Inside, a steel corridor stretched to the left and right, hardly wide enough for two people to stand shoulder to shoulder. Aria’s breath came in gasps as they jogged right, Soren leading the way.

Ten minutes ago he’d almost compromised the entire mission; now he was in charge, following a schematic of the layout on his Smarteye.

Aria grabbed Perry’s arm, slowing him. Slowing them all. They were too noisy. Too obvious. Perry, Roar, and Soren had substantial builds. She was probably running with five hundred pounds at her sides at least, and the Komodo felt it. They were creating a small earthquake in the corridor, the floor shaking, reminding her this wasn’t a fixed structure.

They passed two doors. Three. Five.

Soren led them into the next one—an equipment room. Rows of flight suits like theirs lined the far end. Helmets. Weapons in narrow storage lockers.

Soren ran to a locker and rifled through it. He came up with a small, stubby black gun with a thick barrel. “Grenade launcher,” he said. “For the loud plan.”
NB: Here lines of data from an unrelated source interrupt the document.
PR #20159, opened 2026-04-29
AtlasEngine: Enable RTL text shaping via bidi analysis (#20156)

### LINKED ISSUE #20156: Persian (Farsi) text rendered with reversed character order and no shaping
### Windows Terminal version
1.25.923.0 (Preview) – but the issue is NOT limited to Windows Terminal.

### Windows build number
10.0.26200

### Other affected environments
- Windows Terminal (Preview & Stable)
- Classic Console Host (conhost.exe) used by PowerShell 5.1, PowerShell 7.x, and CMD
- Any application that relies on the legacy console rendering for text output

### Shells affected
- PowerShell 7.6.1
- Windows PowerShell 5.1
- Command Prompt (CMD)
- (The issue is shell-agnostic; it appears in any console host)

### Steps to reproduce
1. Open any of the above shells in any console window (Windows Terminal or legacy conhost).
2. Type or output a simple Persian word: `"سلام"`.
3. Observe the on-screen rendering.

### Expected Behavior
The text should display correctly with right-to-left order and connected letterforms: `سلام`.

### Actual Behavior
The letters appear in **reversed order** (left-to-right) and **disconnected**. `"سلام"` (s-l-a-m) is rendered as `"مالس"` (m-a-l-s). Characters are isolated instead of using their contextual joining forms.
Copying the text from any console and pasting it into an editor yields the correct logical order (`سلام`), proving the internal memory buffer is correct, but the display output is reversed and lacks complex script shaping.

### Additional context
This is a long-standing issue across the entire Windows console ecosystem, affecting Persian, Arabic, and other right-to-left scripts. While Windows Terminal introduced a modern rendering stack, even in the Preview version the RTL text layout logic seems absent or broken. Because the legacy conhost has no shaping support at all, and Windows Terminal does not yet handle it either, **all Persian users are unable to read any shell output natively**. This severely impacts adoption and usability. Please prioritize investigating bidirectional text rendering and font shaping (Uniscribe/DirectWrite) for RTL scripts in the Windows Terminal rendering pipeline, as it would also set a standard for future console improvements across the board.

Image

Qmoony:
This fixes Persian/Arabic text rendering in AtlasEngine by enabling DirectWrite's bidirectional (bidi) text analysis and passing the correct isRightToLeft flag to GetGlyphs() and GetGlyphPlacements(). Previously these were hardcoded to 0 (LTR), which prevented Arabic contextual shaping and produced glyphs in reversed order.

Closes #20156

Previously, IDWriteTextAnalyzer::GetGlyphs and GetGlyphPlacements were called with isRightToLeft=0 for all text, which prevented DirectWrite from performing Arabic contextual shaping (cursive joining) and produced glyphs in LTR order for RTL text.

This change:
- Calls AnalyzeBidi() to determine text direction per run
- Passes the correct isRightToLeft value to GetGlyphs/GetGlyphPlacements
- Reverses the resulting RTL glyph ordering to LTR for the backends
- Builds ShapedRow directly for RTL runs, bypassing the column loop which assumes ascending clusterMap values

## Validation Steps Performed
- Built and tested on Windows 11 with WindowsTerminalDev app
- Persian text (e.g., سلام) renders with correct RTL ordering and connected letters
- Backspace deletion removes characters from the right (RTL) side
- Mixed LTR/RTL text falls back to LTR direction per run
- Existing tests continue to pass

## PR Checklist
- [x] Closes #20156
- [ ] Tests added/passed
- [ ] Documentation updated

### DIFF
--- a/src/renderer/atlas/AtlasEngine.cpp
+++ b/src/renderer/atlas/AtlasEngine.cpp
@@ -824,6 +824,19 @@ void AtlasEngine::_flushBufferLine()
     // This would seriously blow us up otherwise.
     Expects(_api.bufferLineColumn.size() == _api.bufferLine.size() + 1);
 
+    // Run bidi + script analysis once over the whole line so downstream segmenters
+    // (font fallback, complexity) can clamp at the resulting boundaries. This guarantees
+    // every range handed to _mapComplex is uniform in direction and script.
+    _api.analysisResults.clear();
+    _api.bidiResults.clear();
+    {
+        const auto totalLen = gsl::narrow<UINT32>(_api.bufferLine.size());
+        TextAnalysisSource analysisSource{ _p.userLocaleName.c_str(), _api.bufferLine.data(), totalLen };
+        TextAnalysisSink analysisSink{ _api.analysisResults, _api.bidiResults };
+        THROW_IF_FAILED(_p.textAnalyzer->AnalyzeScript(&analysisSource, 0, totalLen, &analysisSink));
+        THROW_IF_FAILED(_p.textAnalyzer->AnalyzeBidi(&analysisSource, 0, totalLen, &analysisSink));
+    }
+
     const auto builtinGlyphs = _p.s->font->builtinGlyphs;
     const auto beg = _api.bufferLine.data();
     const auto len = _api.bufferLine.size();
@@ -869,15 +882,45 @@ void AtlasEngine::_flushBufferLine()
     }
 }
 
+// Returns the smallest position strictly greater than `pos` that ends either a script
+// analysis run or a bidi run, or end-of-line if none. Used by segmenters to keep each
+// chunk uniform in script and direction.
+u32 AtlasEngine::_nextAnalysisBoundary(u32 pos) const noexcept
+{
+    auto next = gsl::narrow_cast<u32>(_api.bufferLine.size());
+    for (const auto& a : _api.analysisResults)
+    {
+        const auto end = a.textPosition + a.textLength;
+        if (end > pos && end < next)
+        {
+            next = end;
+        }
+    }
+    for (const auto& b : _api.bidiResults)
+    {
+        const auto end = b.textPosition + b.textLength;
+        if (end > pos && end < next)
+        {
+            next = end;
+        }
+    }
+    return next;
+}
+
 void AtlasEngine::_mapRegularText(size_t offBeg, size_t offEnd)
 {
     auto& row = *_p.rows[_api.lastPaintBufferLineCoord.y];
 
     for (u32 idx = gsl::narrow_cast<u32>(offBeg), mappedEnd = 0; idx < offEnd; idx = mappedEnd)
     {
+        // Clamp at the next script/bidi boundary so each chunk is uniform in direction
+        // and script. Font fallback and complexity analysis stay within these bounds.
+        const auto boundary = _nextAnalysisBoundary(idx);
+        const auto segEnd = std::min(gsl::narrow_cast<u32>(offEnd), boundary);
+
         u32 mappedLength = 0;
         wil::com_ptr<IDWriteFontFace2> mappedFontFace;
-        _mapCharacters(_api.bufferLine.data() + idx, gsl::narrow_cast<u32>(offEnd - idx), &mappedLength, mappedFontFace.addressof());
+        _mapCharacters(_api.bufferLine.data() + idx, segEnd - idx, &mappedLength, mappedFontFace.addressof());
         mappedEnd = idx + mappedLength;
 
         if (!mappedFontFace)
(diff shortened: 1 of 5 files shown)


Qmoony:

DHowett:
Do you have a screenshot of this working?

src/renderer/atlas/AtlasEngine.cpp
```diff
@@ -1032,13 +1032,34 @@ void AtlasEngine::_mapCharacters(const wchar_t* text, const u32 textLength, u32*
...
-    TextAnalysisSink analysisSink{ _api.analysisResults };
+    TextAnalysisSink analysisSink{ _api.analysisResults, _api.bidiResults };
     THROW_IF_FAILED(_p.textAnalyzer->AnalyzeScript(&analysisSource, idx, length, &analysisSink));
+    THROW_IF_FAILED(_p.textAnalyzer->AnalyzeBidi(&analysisSource, idx, length, &analysisSink));
 
     for (const auto& a : _api.analysisResults)
     {
+        // Determine if this script run is RTL by intersecting with bidi runs.
+        // If all overlapping bidi runs agree on direction → use that.
+        // If mixed (RTL+LTR within the same script run) → fall back to LTR.
```
lhecker: I believe the technically correct approach would be to refactor the text segmentation algorithm. This code currently looks somewhat like this:
```c
for (each text attribute) {      // aka: UpdateDrawingBrushes
    for (each font fallback) {   // aka: _flushBufferLine
        for (each script run) {
            for (each glyph) {
                place glyph
            }
        }
    }
}
```

The correct approach should look somewhat like this:
```c
// aka: UpdateDrawingBrushes, etc., calls
accumulate all text and attributes in a line

// ...then at the end of each line during flush()
LinkedList runs;
for (each text attribute) {
    for (each font fallback) {
        split runs (per font)
    }
}

perform glyph analysis
for (each analysis result) {
    split runs (per script)
}

// (because DWrite can split runs by accident)
merge adjacent identical runs again

for (each run) {
    map to glyphs
    foreach (glyph) {
        place glyph
    }
}
```

Among others, this solves the issue that your code only performs correct RTL if it is contained within an entire span. Making a part of RTL text bold for instance should break your code.

src/renderer/atlas/AtlasEngine.cpp
```diff
@@ -1139,6 +1160,56 @@ void AtlasEngine::_mapComplex(IDWriteFontFace2* mappedFontFace, u32 idx, u32 len
...
+                row.colors.emplace_back(rowColors[static_cast<size_t>(col) << shift]);
+            }
+
+            row.glyphIndices.insert(row.glyphIndices.end(), _api.glyphIndices.begin(), _api.glyphIndices.begin() + N);
+            row.glyphAdvances.insert(row.glyphAdvances.end(), _api.glyphAdvances.begin(), _api.glyphAdvances.begin() + N);
+            row.glyphOffsets.insert(row.glyphOffsets.end(), _api.glyphOffsets.begin(), _api.glyphOffsets.begin() + N);
+
+            // RTL run fully handled. Skip the normal column loop below.
+            continue;
+        }
```
lhecker, line 1217: The block above is some nice reference code to have! Thank you for working on it!
We should probably think about unifying it with the existing logic, however.

BTW judging by the lack of {} around conditions, I bet it was done by Claude though, right? 😄

Avid29:
I deployed and tried this. It's close, but it doesn't handle non-directional characters properly.

Here I typed `זאת בדיקה`, but it says `בדיקה זאת` because the space reset the span.

image

This is without a doubt massively improved behavior though

lhecker:
Yeah this is one example for what I meant in my review above. It's somewhat annoying to fix this because it necessitates a refactor. The flip-side is that this fixes various non-RTL issues too.

src/renderer/atlas/AtlasEngine.cpp
Qmoony: Thanks for the detailed review and the architecture outline!

You're right on both counts:
1. The current approach only handles RTL correctly within a single script run — as soon as a space or attribute change splits the span, it falls back to LTR. That matches what @Avid29 observed with `זאת בדיקה`.
2. And yes, Claude wrote it :) The missing braces gave it away? I did review and
   test before pushing though.

Your proposed refactoring makes sense — accumulate line state first, then
split/merge runs, then glyph placement last. That would also fix the mixed-direction
span case naturally.

I see two paths forward:
- **Option A**: Keep this PR as a working proof-of-concept / stepping stone, and
  iterate on the full refactor in a follow-up.
- **Option B**: Close this and do the full refactor from scratch, using the RTL
  reversal code here as reference.

I'm leaning toward Option A since it already improves the common case (pure RTL
text without mixed formatting), but I'll defer to your preference on this.
Happy to take this to a discussion issue first if you'd rather align on the design
up front.

Qmoony:
@Avid29 Good catch, thanks for testing! The space character has bidi class WS
(whitespace) which resets the direction — the bidi algorithm places it outside the
RTL run and the next word starts a new analysis. This is the same limitation
@lhecker pointed out in code review: RTL correctness only holds within a single
script run right now. Fixing this properly requires the text segmentation refactor
that lhecker outlined above.

Qmoony:
@DHowett Screenshot added below. For a quick test case, `echo "مرحبا بالعالم"` in
PowerShell or `echo سلام` in WSL shows the RTL shaping — cursive joining and
right-to-left glyph order are both working now.
屏幕截图 2026-04-30 200030

src/renderer/atlas/AtlasEngine.cpp
lhecker: Claude is bad at implicit research, e.g. checking for existing code styles, if you don't tell it to. That's perhaps also why today's system prompts are like 10000 lines long. "Alignment" my 🍑. lol

Jokes aside, I'd prefer option B, because we (the maintainers) are always pressed on time. If we don't do it right now, we won't ever have any incentive to fix it later. So, if we care to make it good, we have to make it good from the get go.

Qmoony: Went with B — pushed 13f06b94b. The pipeline now does `analysis → split runs`:

- `AnalyzeScript` + `AnalyzeBidi` run once on the whole buffer line in `_flushBufferLine`
- `_mapRegularText` clamps font fallback and `GetTextComplexity` at script/bidi boundaries via a new `_nextAnalysisBoundary` helper, so every range entering `_mapComplex` is guaranteed uniform in direction and script
- `_mapComplex` dropped its inline `AnalyzeBidi`/`AnalyzeScript` calls, the per-script-run loop, and the "mixed → LTR" fallback (structurally impossible now)

Verified locally:

- `זאת בדיקה` (the Hebrew + space case @Avid29 reported)
- `Hello זאת` / `abc العربية xyz` (mixed LTR+RTL on one line)
- `بسم الله الرحمن الرحيم` (multi-word Arabic, per-word cursive joining intact)

No visible regressions in ASCII, CJK, emoji, combining marks, ligatures, or built-in box-drawing glyphs.

Still out of scope:

- Full line-level visual reordering for mixed-direction text — the terminal cell grid is LTR; separate change
- Cursive joining across direction/font boundaries — inherent limitation when text gets split into separate shaping runs

Qmoony: @lhecker — gentle nudge on this one. 🙂

The Option B refactor you asked for (analysis-authoritative segmentation: accumulate the line, run AnalyzeScript/AnalyzeBidi once in _flushBufferLine, clamp font-fallback and GetTextComplexity at script+bidi boundaries, drop the per-script-run loop and the "mixed → LTR" fallback) was pushed and is described in detail in [this thread](https://github.com/microsoft/terminal/pull/20159#discussion_r3225704263). It resolves the זאת בדיקה space / mixed-direction case @Avid29 reported — verified locally against Hebrew+space, mixed LTR/RTL on one line, and multi-word Arabic, with no regressions in ASCII / CJK / emoji / combining marks / ligatures / box-drawing.

One note on the recent force-push (13f06b9 → 25aa9c7): it only stripped a commit-message trailer — the tree is byte-identical (git range-diff confirms a message-only change), so the local validation above still holds and nothing in the code changed since your last look.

They left their flight helmets, taking fresh weapons. Perry pulled a length of rope across his shoulder, and they filed back out to the corridor, Soren leading the way once again. He set a quick pace, just short of breaking into a run as he navigated through the twisting corridors.

Aria worried that every turn they made now was a turn they’d have to make again in order to get out of there.